_Material provided_:
....
PR #1254, opened 2021-06-17
Altitude crossing

Yash-10:
In this pull request, an attempt has been made to include altitude crossing detection. The structure seems to be similar to `LithobrakeEvent`.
....
Say each line again exactly as it appears above.

PR #1254, opened 2021-06-17
Altitude crossing

Yash-10:
In this pull request, an attempt has been made to include altitude crossing detection. The structure seems to be similar to `LithobrakeEvent`.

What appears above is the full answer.